Plain Schedule Tree representation

  map __tile_j, __tile_i in [0:3:8, 0:3:8]:
    map __i, __j in [__tile_i:__tile_i + Min(8, 3 - __tile_i), __tile_j:__tile_j + Min(8, 3 - __tile_j)]:
      map __k in [0:4]:
        tmp[__i, __j, __k] = tasklet(in_field[__i, __j, __k])
  map __tile_j, __tile_i in [0:3:8, 0:3:8]:
    map __i, __j in [__tile_i:__tile_i + Min(8, 3 - __tile_i), __tile_j:__tile_j + Min(8, 3 - __tile_j)]:
      map __k in [0:4]:
        out_field[__i, __j, __k] = tasklet(tmp[__i, __j, __k])

Horizontal regions show as "dynamic memlets". We currently exclude map merges with dynamic memlets in it.
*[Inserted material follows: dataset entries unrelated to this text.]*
PR #1901, opened 2024-06-23
Update readme template to avoid cmake run changes

scottsitar:
I found this will working on my other change - scratching my head wondering if I'd messed up syncing my fork with the main repository.  Doing a cmake generation will create the main readme from this template, so I've updated it with the new blurb about the develop branch that was added to the main one.


vlazzarini (approved):
all ok thanks

vlazzarini:
Thanks. I forgot all about the readme generation and edited the generated file.

PR #1908, opened 2024-07-01
Remove executable bit from C source files

ndim:
Remove the executable bit from the following *.c source files:

    util/lpc_main.c
    util/mixer.c
    util/pvc_main.c
    util1/sortex/smain.c
    util1/sortex/xmain.c

These are C source files, not scripts of any kind, so it makes no sense for them to have the x bit set.

PR #1909, opened 2024-07-01
Remove executable bit from non-executable files

ndim:
Remove the executable bit from the following *.c source files:

    util/lpc_main.c
    util/mixer.c
    util/pvc_main.c
    util1/sortex/smain.c
    util1/sortex/xmain.c

These are C source files, not scripts of any kind, so it makes no sense for them to have the x bit set.

This PR was originally erroneously misfiled against the `master` branch at https://github.com/csound/csound/pull/1908. This change can be cherry-picked into the `develop` branch as well.


ndim:
There are few more files which should not have the executable bit set, but those did not get caught by the automatic rpm checks for executable source code files. I am examining those, and will be adding them as well.

ndim:
Commit d08aada00f6bb6e652f8105c474398201a81acf1 appears to be complete for the `csound6` branch.

PR #1914, opened 2024-07-22
fix: removing armv7;armv7s from libsndfile build for iOS

rorywalsh:


vlazzarini (approved):

vlazzarini:
looking good. Rerunning the vcpkg job to see if it clears now.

Is that a wise idea?

def horizontal_regions(in_field: FloatField, out_field: FloatField):
    with computation(PARALLEL), interval(...):
        out_field = in_field * 2

    with computation(PARALLEL), interval(...):
        with horizontal(region[:, :-1]):
            out_field = in_field
        with horizontal(region[:-1, :]):
            out_field = in_field
  in_field = nview in_field[0:3, 0:3, 0:4] as (3, 3, 4)
  out_field = nview out_field[0:3, 0:3, 0:4] as (3, 3, 4)
  map __k in [0:4]:
    map __tile_j, __tile_i in [0:3:8, 0:3:8]:
      map __i, __j in [__tile_i:__tile_i + Min(8, 3 - __tile_i), __tile_j:__tile_j + Min(8, 3 - __tile_j)]:
        if ((__k >= 0) and (k <= 3) and (((__k - 0) % 1) == 0)):
          out_field[__i, __j, __k] = tasklet(in_field[__i, __j, __k])
    map __tile_j, __tile_i in [0:3:8, 0:3:8]:
      map __i, __j in [__tile_i:__tile_i + Min(8, 3 - __tile_i), __tile_j:__tile_j + Min(8, 3 - __tile_j)]:
        if ((__k >= 0) and (k <= 3) and (((__k - 0) % 1) == 0)):
          out_field(dyn) [__i, __j, __k] = tasklet(in_field(dyn) [__i, __j, __k])

Conclusion

The Schedule Tree representation keeps its promise. The above evaluation shows that map fusion and loop reordering are possible in that representation. The proof of concept further shows that such optimization passes can be implemented elegantly due to the tree structure.

On the downside, one has to note the additional overhead of creating and maintaining the transformations between SDFGs and Schedule Trees. While it is theoretically possible to generate code directly from Schedule Trees, we would loose the possibility to run (existing) optimization passes after loop transformations and map fusion, which could unlock things like vectorization. In addition, current AI research is based on the SDFG representation. The conclusion is thus to live with the maintenance and transformation costs between Schedule Trees and SDFGs.

romanc commented 5 days ago

Forced k-merge (over-computation)

TODO: We should skip the second if because it spans the full range.

This was a simple check to if original and merged ranges are equal. For the case of the simple example

def double_map_with_different_intervals(in_field: FloatField, out_field: FloatField):
    with computation(PARALLEL), interval(1, None):
        out_field = in_field

    with computation(PARALLEL), interval(...):
        out_field = in_field * 3
  in_field = nview in_field[0:3, 0:3, 0:4] as (3, 3, 4)
  out_field = nview out_field[0:3, 0:3, 0:4] as (3, 3, 4)
  map __k in [0:4]:
    map __tile_j, __tile_i in [0:3:8, 0:3:8]:
      map __i, __j in [__tile_i:__tile_i + Min(8, 3 - __tile_i), __tile_j:__tile_j + Min(8, 3 - __tile_j)]:
        if ((__k >= 1) and (k <= 3) and (((__k - 1) % 1) == 0)):
          out_field[__i, __j, __k] = tasklet(in_field[__i, __j, __k])
        out_field[__i, __j, __k] = tasklet(in_field[__i, __j, __k])

we now only see one extra/inserted if statement (as expected).